But maybe… if yellow lights flashed once per second and red lights flashed twice per second, that would be distinct enough to help the colorblind while being subtle enough to not pose a distraction. It could be a niche solution, but in any case it doesn’t make sense to incorporate that into our standard red-amber-green traffic light design.
A different kind of flashing may work though, and I don’t mean a white light flashing “S-T-O-P” in morse code. In the 90’s, The US prototyped some red traffic lights that were supplemented with a strobe effect simply to grab the attention of the driver.
As someone who has to continuously scan for red lights on the horizon, this seems like incredibly useful and anecdotal evidence shows that they are amazing, but the US has actually banned them and is phasing them out because apparently the collision data speaks otherwise. I’m skeptical… but hey, I won’t argue with the data.
SEMAPHORES
Signal type #5 is orientation, namely semaphore arms. I mentioned that the railways used colored signal lights first, but for their first 100 years, they weren’t really intense enough to work during the day, so they had redundant semaphore arms to carry the same meaning, where horizontal meant stop or caution, vertical meant go and diagonal something in between.
These arms are still in use in many train lines, but because mechanical systems are less robust than electrical systems, they have sometimes been reimagined as shaped lights, such as for trams who need to use colorless signals that cars don’t mistake as their own.

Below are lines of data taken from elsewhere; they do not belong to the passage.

Issue #818, opened 2025-07-12
Windows php.exe built by SPC cannot load shared extensions


Mr-ShiHuaYu:
![Image](https://github.com/user-attachments/assets/64b15c0c-597f-404d-b4ef-70d6a455fce5)

如图，php.exe的同目录放了一个php.ini，php版本是8.2的，8.1的也试过，在php.ini中，添加了extension，运行php -m时，一开始一直提示php8.dll错误，所以我从之前的非静态php安装目录下拷贝了一个php8.dll，放到同目录下，然后不弹窗提示php8.dll错误了。
运行php -m，显示警告，api不对，扩展也没有加载成功，我觉得是不是php8.dll的问题？还是说我的扩展的编译环境和这个静态php不一致？我想要的其实就是能够动态的加扩展，谢谢。

henderkes:
Api version mismatch happens when you compile static-php-cli with say version 8.2.39 but you put the extension dll from php 8.3.23 in to be loaded.

You need to compile php with the same php version as the extension was compiled with.

henderkes:
Oh, I didn't see the screenshot. The module version match, but the build system string carries the build system with it. It seems that the extension was built with it set to "VS16", which is Visual Studio 2019 (unknown version), while our php is set to 19.X (Visual Studio 2022) version X. Maybe there's a way to patch that? No idea.

henderkes:
https://github.com/php/php-src/blob/master/Zend/zend_extensions.h#L54
https://github.com/php/php-src/blob/a402edac1a37ee3013050d72d8a3278b179d7eaa/Zend/zend_build.h#L38
https://github.com/php/php-src/blob/a402edac1a37ee3013050d72d8a3278b179d7eaa/win32/build/confutils.js#L2961

henderkes:
https://github.com/php/php-src/blob/a402edac1a37ee3013050d72d8a3278b179d7eaa/win32/build/confutils.js#L3122

Looks like a bug (?) in php's source that doesn't default the compatibility level to VS17 if the compiler is newer than 19.5? In any case we'd need to use an older compiler version (VS 19) when targeting <8.4. Or we just patch the compatibility level to depend on the target version; rather than the users compiler, and hope nothing breaks. I wouldn't say the latter was an option if this wasn't Microsoft we're talking about, but it is, so it will most likely be fine.

Mr-ShiHuaYu:
[...]

PR #819, opened 2025-07-15
Add PHP 8.5 initial support

### LINKED ISSUE #839: Switch argon2 implementation to openssl in 8.5
https://github.com/php/frankenphp/pull/1732#issuecomment-3132993642

crazywhalecc:
## What does this PR do?

Support PHP 8.5 alpha.

- Fix #839 

## TODO

- [x] Check and fix upstream phpmicro patches (fixed in https://github.com/dixyes/phpmicro/pull/5 )
  - [X] cli_checks
  - [X] comctl32
  - [X] disable_huge_page
  - [X] macos_iconv
  - [X] phar
  - [X] static_extensions_win32
  - [X] static_opcache (PHP 8.5 doesn't need to patch opcache)
  - [X] vcruntime140
  - [X] win32
  - [X] zend_stream
- [x] Update static-php.dev docs
- [x] Update README.md
- [x] ~~Waiting upstream response https://github.com/easysoft/phpmicro/issues/23~~ https://github.com/static-php/phpmicro/pull/8/files

Tracked all unsupported things and future versions in #842 .

## Checklist before merging

  - [X] `composer analyse`
  - [X] `composer test`
  - [x] If adding new or fixing bugs, add commit message containing `extension test` or `test extensions` to trigger full test suite.

### DIFF
--- a/src/SPC/builder/extension/openssl.php
+++ b/src/SPC/builder/extension/openssl.php
@@ -28,7 +28,7 @@ class openssl extends Extension
     {
         $openssl_dir = $this->builder->getPHPVersionID() >= 80400 ? '' : ' --with-openssl-dir=' . BUILD_ROOT_PATH;
         $args = '--with-openssl=' . ($shared ? 'shared,' : '') . BUILD_ROOT_PATH . $openssl_dir;
-        if ($this->builder->getPHPVersionID() >= 80500 || !$this->builder->getOption('enable-zts')) {
+        if ($this->builder->getPHPVersionID() >= 80500 || ($this->builder->getPHPVersionID() >= 80400 && !$this->builder->getOption('enable-zts'))) {
             $args .= ' --with-openssl-argon2 OPENSSL_LIBS="-lz"';
         }
         return $args;
@@ -37,7 +37,7 @@ class openssl extends Extension
     public function getWindowsConfigureArg(bool $shared = false): string
     {
         $args = '--with-openssl';
-        if ($this->builder->getPHPVersionID() >= 80500) {
+        if ($this->builder->getPHPVersionID() >= 80500 || ($this->builder->getPHPVersionID() >= 80400 && !$this->builder->getOption('enable-zts'))) {
             $args .= ' --with-openssl-argon2';
         }
         return $args;
--- a/config/ext.json
+++ b/config/ext.json
@@ -531,9 +531,10 @@
         },
         "notes": true,
         "type": "builtin",
-        "arg-type": "with-path",
+        "arg-type": "custom",
         "lib-depends": [
-            "libargon2"
+            "libargon2",
+            "openssl"
         ]
     },
     "pcntl": {
--- a/src/SPC/builder/extension/password_argon2.php
+++ b/src/SPC/builder/extension/password_argon2.php
@@ -42,4 +42,14 @@ class password_argon2 extends Extension
         }
         return $patched;
     }
+
+    public function getConfigureArg(bool $shared = false): string
+    {
+        if ($this->builder->getLib('openssl') !== null) {
+            if ($this->builder->getPHPVersionID() >= 80500 || ($this->builder->getPHPVersionID() >= 80400 && !$this->builder->getOption('enable-zts'))) {
+                return '--without-password-argon2'; // use --with-openssl-argon2 in openssl extension instead
+            }
+        }
+        return '--with-password-argon2';
+    }
 }


henderkes:
Hahaha, I have been working on this, too.

henderkes:
We should also put a watch on https://github.com/php/php-src/pull/18660 because it might land in 8.5.

henderkes:
It was merged, opcache is always statically compiled into php 8.5.

crazywhalecc:
Looks like we have to wait alpha3 or test master branch directly.

crazywhalecc:
> We should also put a watch on https://github.com/php/php-src/pull/18660 because it might land in 8.5.

Looks like we don't need to patch opcache for PHP 8.5 at all. We only need to add version check and just ignore `opcache` extension like `json`, but the phpmicro project would have to create an empty patch file to avoid backward conflicts.

src/SPC/builder/macos/MacOSBuilder.php
```diff
@@ -97,9 +97,17 @@ public function buildPHP(int $build_target = BUILD_TARGET_NONE): void
...
+        $phpVersionID = $this->getPHPVersionID();
+        $json_74 = $phpVersionID < 80000 ? '--enable-json ' : '';
         $zts = $this->getOption('enable-zts', false) ? '--enable-zts --disable-zend-signals ' : '';
 
+        $opcache_jit = !$this->getOption('disable-opcache-jit', false);
+        if ($opcache_jit) {
+            $opcache_jit = $phpVersionID >= 80500 ? '--enable-opcache-jit ' : '';
+        } else {
+            $opcache_jit = '--disable-opcache-jit ';
+        }
```
henderkes: Revert this please, otherwise we take the ability to compile opcache jit for php < 8.5.

henderkes (changes requested):

src/SPC/builder/macos/MacOSBuilder.php
crazywhalecc: The previous opcache jit option we used (enable is `''`) is working well, but explictly passing it is more clearer.

src/SPC/builder/extension/openssl.php
```diff
@@ -26,6 +26,27 @@ public function patchBeforeMake(): bool
     public function getUnixConfigureArg(bool $shared = false): string
     {
         $openssl_dir = $this->builder->getPHPVersionID() >= 80400 ? '' : ' --with-openssl-dir=' . BUILD_ROOT_PATH;
-        return '--with-openssl=' . ($shared ? 'shared,' : '') . BUILD_ROOT_PATH . $openssl_dir;
+        $args = '--with-openssl=' . ($shared ? 'shared,' : '') . BUILD_ROOT_PATH . $openssl_dir;
+        if (
+            $this->builder->getPHPVersionID() >= 80500 &&
+            ($ver = $this->builder->getLib('openssl')->getLibVersion()) &&
+            version_compare($ver, '3.2.0', '>=')
```
henderkes: we can skip this check given our download will not just decide to revert to an old version

there are many places where we (or php) requires a certain minimum version

src/SPC/store/SourcePatcher.php
```diff
@@ -98,7 +98,9 @@ public static function patchBeforeConfigure(BuilderBase $builder): void
             }
         }
         // patch capstone
-        FileSystem::replaceFileRegex(SOURCE_PATH . '/php-src/configure', '/have_capstone="yes"/', 'have_capstone="no"');
+        if (is_unix()) {
+            FileSystem::replaceFileRegex(SOURCE_PATH . '/php-src/configure', '/have_capstone="yes"/', 'have_capstone="no"');
```
henderkes, line 132: there's a decent chance that I'll try to get capstone working.

I need to cross-confirm, but this was one of the settings that seemed to impact performance a little bit, even though I have no explanation for why it would

I also disabled a few others in the same run though, so might have been them.

crazywhalecc: I suggest that we link or mention this as a task in #838 .

henderkes: I think it was unrelated and instead the re2c option.

src/SPC/util/GlobalEnvManager.php
```diff
@@ -117,6 +118,15 @@ public static function afterInit(): void
...
             ToolchainManager::afterInitToolchain();
         }
+        // test bison
+        if (PHP_OS_FAMILY === 'Darwin') {
+            if ($bison = SystemUtil::findCommand('bison', ['/opt/homebrew/opt/bison/bin', '/usr/local/opt/bison/bin'])) {
+                self::putenv("BISON={$bison}");
+            }
+            if ($yacc = SystemUtil::findCommand('yacc', ['/opt/homebrew/opt/bison/bin', '/usr/local/opt/bison/bin'])) {
+                self::putenv("YACC={$yacc}");
+            }
```
henderkes, line 128: is it to be expected that php 8.5 will require users to have bison, yacc and re2c installed - or is it just temporary because there are no releases with fully compiled autotools?

README-zh.md
```diff
@@ -82,16 +82,17 @@ static-php-cli（简称 `spc`）有许多特性：
...
+|-------------|--------------------|---------------------------------------------------------|
+| 7.2         | :x:                |                                                         |
+| 7.3         | :x:                | phpmicro 和许多扩展不支持 7.3、7.4 版本                            |
+| 7.4         | :x:                | phpmicro 和许多扩展不支持 7.3、7.4 版本                            |
+| 8.0         | :warning:          | PHP 官方已停止 8.0 的维护，我们不再处理 8.0 相关的 backport 支持            |
+| 8.1         | :heavy_check_mark: | PHP 官方仅对 8.1 提供安全更新，在 8.5 发布后我们不再处理 8.1 相关的 backport 支持 |
+| 8.2         | :heavy_check_mark: |                                                         |
+| 8.3         | :heavy_check_mark: |                                                         |
+| 8.4         | :heavy_check_mark: |                                                         |
+| 8.5         | :heavy_check_mark: |                                                         |
```
henderkes: warning here that it's not a stable release

README.md
```diff
@@ -95,10 +95,12 @@ Currently supported PHP versions for compilation:
...
 | 7.4         | :x:                | phpmicro and some extensions not supported on 7.x                                                  |
 | 8.0         | :warning:          | PHP official has stopped maintenance of 8.0, we no longer provide backport support for version 8.0 |
-| 8.1         | :heavy_check_mark: | PHP official has security fixes only                                                               |
+| 8.1         | :heavy_check_mark: | PHP official has security fixes only,  we no longer provide backport support when 8.5 released     |
 | 8.2         | :heavy_check_mark: |                                                                                                    |
 | 8.3         | :heavy_check_mark: |                                                                                                    |
 | 8.4         | :heavy_check_mark: |                                                                                                    |
+| 8.5 (alpha) | :heavy_check_mark: |                                                                                                    |
```
henderkes: same here, we don't have fully compatibility with 8.5 yet because many extensions still require patches

.github/workflows/ext-matrix-tests.yml
```diff
@@ -82,9 +82,9 @@ jobs:
           - zlib
           - zstd
         php-version:
-          - "8.4"
+          - "git"
         operating-system:
-          - "ubuntu-latest"
+          - "ubuntu-24.04"
```
henderkes: intended?

src/SPC/util/GlobalEnvManager.php
crazywhalecc: The PHP always require these tools but the default developer tools version for macOS cannot be used for PHP.

It shouldn't be a problem for PHP 8.5, but accidentally I removed my Xcode and installed pure command line tools. That means I cannot use bison, yacc and re2c with PHP. And GHA has Xcode installed, installing homebrew php will also install these things so we didn't hit this before.

As for re2c, I found that our gnu-docker (which uses CentOS 7) had 0.14.3 and PHP requires >= 1.0.3.

https://github.com/php/php-src/blob/659f55a617a066646f808941cb61cc1fc13361c2/configure.ac#L151

I'm not sure why 8.5 will check it, but just in case we check it as well.

crazywhalecc:
Looks good to me, and this is for 2.7.0 release. The rest of 8.5 support will do after upstream fixed and announced.

src/SPC/store/SourcePatcher.php
```diff
@@ -588,13 +588,18 @@ public static function patchGDWin32(): bool
...
         if (!str_contains($file, 'static-php-cli.version')) {
             logger()->debug('Inserting static-php-cli.version to php-src');
             $file = str_replace('PHP_INI_BEGIN()', "PHP_INI_BEGIN()\n\tPHP_INI_ENTRY(\"static-php-cli.version\",\t\"{$version}\",\tPHP_INI_ALL,\tNULL)", $file);
             FileSystem::writeFile(SOURCE_PATH . '/php-src/main/main.c', $file);
         }
+
+        // add PHP_BUILD_PROVIDER
+        if (getenv('PHP_BUILD_PROVIDER') === false) {
+            putenv("PHP_BUILD_PROVIDER=static-php-cli {$version}");
+        }
```
henderkes: we can use GlobalEnvManager::putenv so we can skip the check if it doesn't exist yet.

crazywhalecc: `GlobalEnvManager::putenv` doesn't have checking existence function, but indeed we could add it to `env.ini` to easily modify it for future vendor mode and packaging vendor. But we need expose spc version to env.ini too .

henderkes: I could swear we have a function that checks and only sets if unset. Was that really only in the env.ini handling logic?

crazywhalecc: Yup. https://github.com/crazywhalecc/static-php-cli/blob/34edb6e329fb8f9403e599c794e02d5f7a2db78a/src/SPC/util/GlobalEnvManager.php#L66

crazywhalecc: Previously we have `setOptionIfNotExists` in BuilderBase, but I removed it after env.ini.

config/env.ini
```diff
@@ -43,6 +44,8 @@ SPC_SKIP_PHP_VERSION_CHECK="no"
 SPC_SKIP_DOCTOR_CHECK_ITEMS=""
 ; extra modules that xcaddy will include in the FrankenPHP build
 SPC_CMD_VAR_FRANKENPHP_XCADDY_MODULES="--with github.com/dunglas/frankenphp/caddy --with github.com/dunglas/mercure/caddy --with github.com/dunglas/vulcain/caddy --with github.com/dunglas/caddy-cbrotli"
+; The display message for php version output (PHP >= 8.4 available)
+PHP_BUILD_PROVIDER="static-php-cli ${SPC_VERSION}"
```
henderkes, line 48: there are a couple more environment variables that can be set.

```
PHP_UNAME (probably doesn't make sense overwriting)
PHP_BUILD_SYSTEM
PHP_BUILD_PROVIDER
PHP_BUILD_COMPILER
PHP_BUILD_ARCH
```

And when EXTRA_LDFLAGS contains -release, the ./configure command is not displayed in `phpinfo();`

crazywhalecc: I don't think we should overwrite PHP_BUILD_SYSTEM, PHP_BUILD_ARCH and PHP_UNAME. The default values are enough for everyone.

PHP_BUILD_COMPILER looks like unnecessary for user's change, but could be used internally when using different toolchains like `putenv('PHP_BUILD_COMPILER="Zig $(zig version)')`

crazywhalecc: Added PHP_BUILD_COMPILER.

src/SPC/toolchain/MSVCToolchain.php
```diff
@@ -9,4 +9,9 @@ class MSVCToolchain implements ToolchainInterface
     public function initEnv(): void {}
 
     public function afterInit(): void {}
+
+    public function getCompilerInfo(): ?string
+    {
+        return null;
```
henderkes, line 15: This should be VS16 for php 8.3 and below, VS17 for 8.4+

https://github.com/php/php-src/blob/master/win32/build/confutils.js#L3112

We need this to work so that users can load extension dll's.

See https://github.com/crazywhalecc/static-php-cli/issues/818

crazywhalecc: It's unrelated to `PHP_BUILD_COMPILER`, I think it should be a separated patches because it depends on PHP version. BTW the windows MSVC build does not accept PHP_BUILD_COMPILER at all.

henderkes: I see. We should still patch the VS version like php does it with our windows builds.

crazywhalecc: I've done the patch, but the VS version that shouldn't be used when building PHP <= 8.3 with VS 17.

If I force use `VS16` for 8.2 (locally tested) with VS17 toolset, I cannot load official php_xxx.dll with the same version and TS. I haven't figure it out yet but it should be a true compatibility issue for extension api.

We could only fix the old version to use `VS17` instead of using something like `untested 19.x.x`

crazywhalecc: Oops, seems the spc build of php.exe cannot load shared extensions normally, even if building 8.4.

crazywhalecc: We will need to address this bug to another issue, and it is not related to this PR.

crazywhalecc:
The opcache jit is using wrong macro when building with musl-toolchain: 

https://github.com/php/php-src/blob/55a3e33bb1e38e88b0bd293762346e6c75f9a553/ext/opcache/jit/tls/zend_jit_tls_aarch64.c#L47

https://github.com/php/php-src/blob/55a3e33bb1e38e88b0bd293762346e6c75f9a553/configure.ac#L239

PHP configure is using `ldd` to determine `__MUSL__`, and it's not acceptable for spc's cross toolchain.

henderkes:
That most certainly looks like a terrible idea and should be fixed in php-src. I don't currently know a better way of detecting it, but when we find one we should create a PR. This is essentially problematic for all sorts of cross-compilation.

Although we could add `CPPFLAGS="-D__MUSL__" ` in case of musl target and `-U__MUSL__` in case of gnu target.

crazywhalecc:
A little confusing. When __MUSL__ defined, the openssl sanity check failed with any https url: https://github.com/crazywhalecc/static-php-cli/actions/runs/16692784622/job/47252816667

And `curl` extension is working good with https, only `file_get_contents` is buggy.

henderkes:
I think musl might use different paths for certificate files by default, so it will fail on ubuntu.

crazywhalecc:
```
/app # uname -a
Linux c9636734e919 6.10.14-linuxkit #1 SMP Tue Apr 15 16:00:54 UTC 2025 aarch64 Linux
/app # cat /etc/os-release
NAME="Alpine Linux"
ID=alpine
VERSION_ID=3.22.0
PRETTY_NAME="Alpine Linux v3.22"
HOME_URL="https://alpinelinux.org/"
BUG_REPORT_URL="https://gitlab.alpinelinux.org/alpine/aports/-/issues"
```

```
/app # ./php-buggy a.php

Warning: stream_socket_client(): Failed to enable crypto in /app/a.php on line 15

Warning: stream_socket_client(): Unable to connect to ssl://php.net:443 (Unknown error) in /app/a.php on line 15
int(0)
string(0) ""
/app # ./php-common a.php
int(0)
string(0) ""
*.php.net was digitally signed by E5
```

The php built by GHA from previous failed in alpine linux too, and curl works well. So it's not related to certificate path. In all my years of PHP I have never seen an Unknown error.

```php
<?php

$hostname = "php.net";
$ssloptions = array(
    "capture_peer_cert" => true,
    "capture_peer_cert_chain" => true,
    "allow_self_signed"=> false,
    "CN_match" => $hostname,
    "verify_peer" => true,
    "SNI_enabled" => true,
    "SNI_server_name" => $hostname,
);

$ctx = stream_context_create( array("ssl" => $ssloptions) );
$result = stream_socket_client("ssl://$hostname:443", $errno, $errstr, 30, STREAM_CLIENT_CONNECT, $ctx);

var_dump($errno, $errstr);

if ($errno === 0 && $result !== false) {
    $cont = stream_context_get_params($result);
    $x509 = $cont["options"]["ssl"]["peer_certificate"];
    $certparsed = openssl_x509_parse($x509);

    foreach($cont["options"]["ssl"]["peer_certificate_chain"] as $chaincert)
    {
        $chainparsed = openssl_x509_parse($chaincert);
        $chain_public_key = openssl_get_publickey($chaincert);
        $r = openssl_x509_verify($x509, $chain_public_key);
        if ($r==1)
        {
            echo $certparsed['subject']['CN'];
            echo " was digitally signed by ";
            echo $chainparsed['subject']['CN']."\n";
        }
    }
}
```

henderkes:
I find a few related issues like here: https://stackoverflow.com/questions/14078182/openssl-file-get-contents-failed-to-enable-crypto

Question is why that only happens when __MUSL__ is defined

crazywhalecc:
Interesting. When I use `configure.ac` patches instead of passing `CPPFLAGS=-D__MUSL__`, everything works as expected.

So the conclusion for now:

- `configure.ac` musl check not working with cross toolchain.
- `CPPFLAGS=-D__MUSL__` or defining anything else will make stream client with ssl verification failing or build failure: https://github.com/crazywhalecc/static-php-cli/actions/runs/16696190022/job/47260655518

Currently we could know that the ssl bug is not related to `__MUSL__`, but related to `CPPFLAGS` define.

henderkes:
I will upstream a fix for that to php-src. There are better ways to detect musl without breaking cross-compilation.

crazywhalecc:
> I will upstream a fix for that to php-src. There are better ways to detect musl without breaking cross-compilation.

That's great! btw  how do you plan to detect musl from cross toolchain?

And please review all the changes again. I will merge this branch soon and then introduce some logger refactoring based on it.

henderkes:
Musl doesn't define the _USE_GNU macro in features.h, so we can write a feature test

```c
#ifndef _GNU_SOURCE
#define _GNU_SOURCE
#endif
#include <sys/features.h>
#ifdef _USE_GNU
#error Not using musl
#endif
```

and try to compile that. Won't break cross-compilation.

henderkes:
https://github.com/php/php-src/pull/19352

config/lib.json
```diff
@@ -797,6 +797,12 @@
             "depot.h"
         ]
     },
+    "re2c": {
+        "source": "re2c",
+        "bin-unix": [
+            "re2c"
+        ]
+    },
```
henderkes, line 805: do we really need to build re2c ourselves? RHEL at least has it in appstream. Do ubuntu or alpine not?

src/SPC/builder/extension/openssl.php
```diff
@@ -5,11 +5,23 @@
...
+    {
+        // Fix php 8.5 alpha1~4 zts openssl build bug
+        FileSystem::replaceFileStr(
+            SOURCE_PATH . '/php-src/ext/openssl/config.w32',
+            'WARNING("OpenSSL argon2 hashing not supported in ZTS mode for now");',
+            'AC_DEFINE("HAVE_OPENSSL_ARGON2", 1, "Define to 1 to enable OpenSSL argon2 password hashing.");'
+        );
+        return true;
+    }
+
```
henderkes: revert this, it won't be needed anymore

src/SPC/builder/extension/openssl.php
```diff
@@ -27,6 +39,19 @@ public function patchBeforeMake(): bool
     public function getUnixConfigureArg(bool $shared = false): string
     {
         $openssl_dir = $this->builder->getPHPVersionID() >= 80400 ? '' : ' --with-openssl-dir=' . BUILD_ROOT_PATH;
-        return '--with-openssl=' . ($shared ? 'shared,' : '') . BUILD_ROOT_PATH . $openssl_dir;
+        $args = '--with-openssl=' . ($shared ? 'shared,' : '') . BUILD_ROOT_PATH . $openssl_dir;
+        if ($this->builder->getPHPVersionID() >= 80500) {
+            $args .= ' --with-openssl-argon2 OPENSSL_LIBS="-lz"';
```
henderkes, line 32: We need to disable --with-password-argon2 in case this is enabled. Also, this is already valid for php < 8.5 in non ZTS builds.

src/SPC/builder/linux/LinuxBuilder.php
```diff
@@ -335,12 +344,22 @@ protected function buildEmbed(): void
...
+     * @throws \ReflectionException
+     * @throws \Throwable
+     */
     private function getMakeExtraVars(): array
     {
         $config = (new SPCConfigUtil($this, ['libs_only_deps' => true, 'absolute_libs' => true]))->config($this->ext_list, $this->lib_list, $this->getOption('with-suggested-exts'), $this->getOption('with-suggested-libs'));
         $static = SPCTarget::isStatic() ? '-all-static' : '';
         $lib = BUILD_LIB_PATH;
         return [
+            // 'CPPFLAGS' => '-Dsomethinghere',
```
henderkes:
```suggestion
```

src/SPC/builder/macos/MacOSBuilder.php
```diff
@@ -98,9 +98,17 @@ public function buildPHP(int $build_target = BUILD_TARGET_NONE): void
         $this->emitPatchPoint('before-php-configure');
         SourcePatcher::patchBeforeConfigure($this);
 
-        $json_74 = $this->getPHPVersionID() < 80000 ? '--enable-json ' : '';
+        $phpVersionID = $this->getPHPVersionID();
+        $json_74 = $phpVersionID < 80000 ? '--enable-json ' : '';
```
henderkes, line 102:
```suggestion
        $json_74 = $this->getPHPVersionID() < 80000 ? '--enable-json ' : '';
```

src/SPC/builder/macos/MacOSBuilder.php
```diff
@@ -98,9 +98,17 @@ public function buildPHP(int $build_target = BUILD_TARGET_NONE): void
         $this->emitPatchPoint('before-php-configure');
         SourcePatcher::patchBeforeConfigure($this);
 
-        $json_74 = $this->getPHPVersionID() < 80000 ? '--enable-json ' : '';
+        $phpVersionID = $this->getPHPVersionID();
```
henderkes, line 101:
```suggestion
```

src/SPC/builder/windows/WindowsBuilder.php
```diff
@@ -89,6 +89,9 @@ public function buildPHP(int $build_target = BUILD_TARGET_NONE): void
             }
         }
 
+        $opcache_jit = !$this->getOption('disable-opcache-jit', false);
+        $opcache_jit_arg = $opcache_jit ? '--enable-opcache-jit=yes ' : '--enable-opcache-jit=no ';
```
henderkes, line 93: --enable-opcache-jit
--disable-opcache-jit?

Surely windows' autotools understand --disable?

src/SPC/builder/macos/MacOSBuilder.php
henderkes: (aka revert this)

config/lib.json
crazywhalecc: We could go with a pre-built installation, but I've always felt that dealing with different system would be more of an investment than a one-time setup for any environment.

src/SPC/builder/windows/WindowsBuilder.php
crazywhalecc: Both accepted.

config/lib.json
henderkes: I prefer to keep as many things outside our maintenance frame as possible. These kinds of system tools should really not be compiled by us. I would even refactor out pkg-config long term and use the system installation with our PKG_CONFIG_PATH.

Something that is widely available in a recent enough version can be a doctor fix.

src/SPC/builder/extension/openssl.php
```diff
@@ -30,6 +30,8 @@ public function getUnixConfigureArg(bool $shared = false): string
         $args = '--with-openssl=' . ($shared ? 'shared,' : '') . BUILD_ROOT_PATH . $openssl_dir;
         if ($this->builder->getPHPVersionID() >= 80500 || !$this->builder->getOption('enable-zts')) {
             $args .= ' --with-openssl-argon2 OPENSSL_LIBS="-lz"';
+        } else {
+            $args .= ' --without-openssl-argon2';
```
henderkes: this is not needed, I mean that we must disable the fake password-argon2 extension in case openssl-argon2 is used.

henderkes (changes requested):

src/SPC/builder/extension/openssl.php
crazywhalecc: Ah got it. But `--with-password-argon2` is different from `--with-openssl-argon2`. Considering that Herd and some laravel projects use it, and it has not been deprecated yet, we should treat them separately. We cannot remove it until password-argon2 is deprecated in PHP standard extension.

henderkes: with-openssl-argon2 implements the functionality of with-password-argon2. When both are defined, I'm not sure which backend will be used.

Essentially we need to have this check in both extensions and use the openssl one if possible, but fall back to the coding contest implementation.

crazywhalecc: According to config.m4 and function source, `--with-password-argon2` is defined to use the standalone libargon2, while `--with-openssl-argon2` is using openssl. And these are used from different function: `password_hash` and `openssl_password_hash`. They shouldn't conflict.

henderkes: `password_hash` exists either way. When no implementation is chosen, it falls back to libsodium (no threads option). Argon2 and openssl can change the bachend implementation, but I'm not sure which backend will be chosen in case both are enabled. Remi explicitly enables `--with-openssl-argon2` and `--without-password-argon2`.

We want it to use the openssl backend because it's the most well-maintained implementation.

crazywhalecc: Looks like if we enabled libargon2, it will use it first. Otherwise it will search from zend bucket.

Anyway, I don't think we have to adjust pwhash function and dependency here. But if we could confirm and validate that openssl is able to cover it, we could make `password-argon2` to depends on `openssl` instead of libargon2 later.

henderkes: Well, only from php 8.4 for NTS and 8.5 for ZTS sadly. My point is that we should let openssl be the backend for the password_hash function if possible. I'll look into it tomorrow.

henderkes: https://github.com/search?q=repo%3Aphp%2Fphp-src%20php_password_algo_register&type=code

henderkes:
https://github.com/php/php-src/pull/19360

Could simplify it a little.

henderkes:
closes  #845

henderkes (approved):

Anyway, a good general rule of thumb, is if the traffic light confuses you, it’s probably not for you and you can just ignore it… I am not a lawyer. The extrapolation of that is a 3×3 matrix of lights that can mimic these same shapes and more. The Dutch call this their “NegenOog”, which I’m only saying because my wife hates when I try to speak Dutch. NegenOog literally means 9-eye which makes sense considering there are 9 lamps, but funnily enough, absolutely do not google NegenOog trying to find pictures of this thing.
This very idea was a serious proposal for replacing colored lights in the 1920’s. Unfortunately, this idea was nipped in the bud due primarily to the cost of an intersection needing up to 36 light bulbs instead of 2 or 3. These 3×3 patterns work well with buses in high density areas where speed is very low and clarity is more important than reaction time, but these types of patterns are actually some of the worst performers when it comes to stopping quickly, so by itself, not something I’d put in my light.
PATTERN
Lets be honest though, a 9-pixel display is so 1965. Nowadays, we could have 4K traffic lights… and get them sponsored by LG! Suddenly, this opens up all the possibilities for using signal type #5, or patterns.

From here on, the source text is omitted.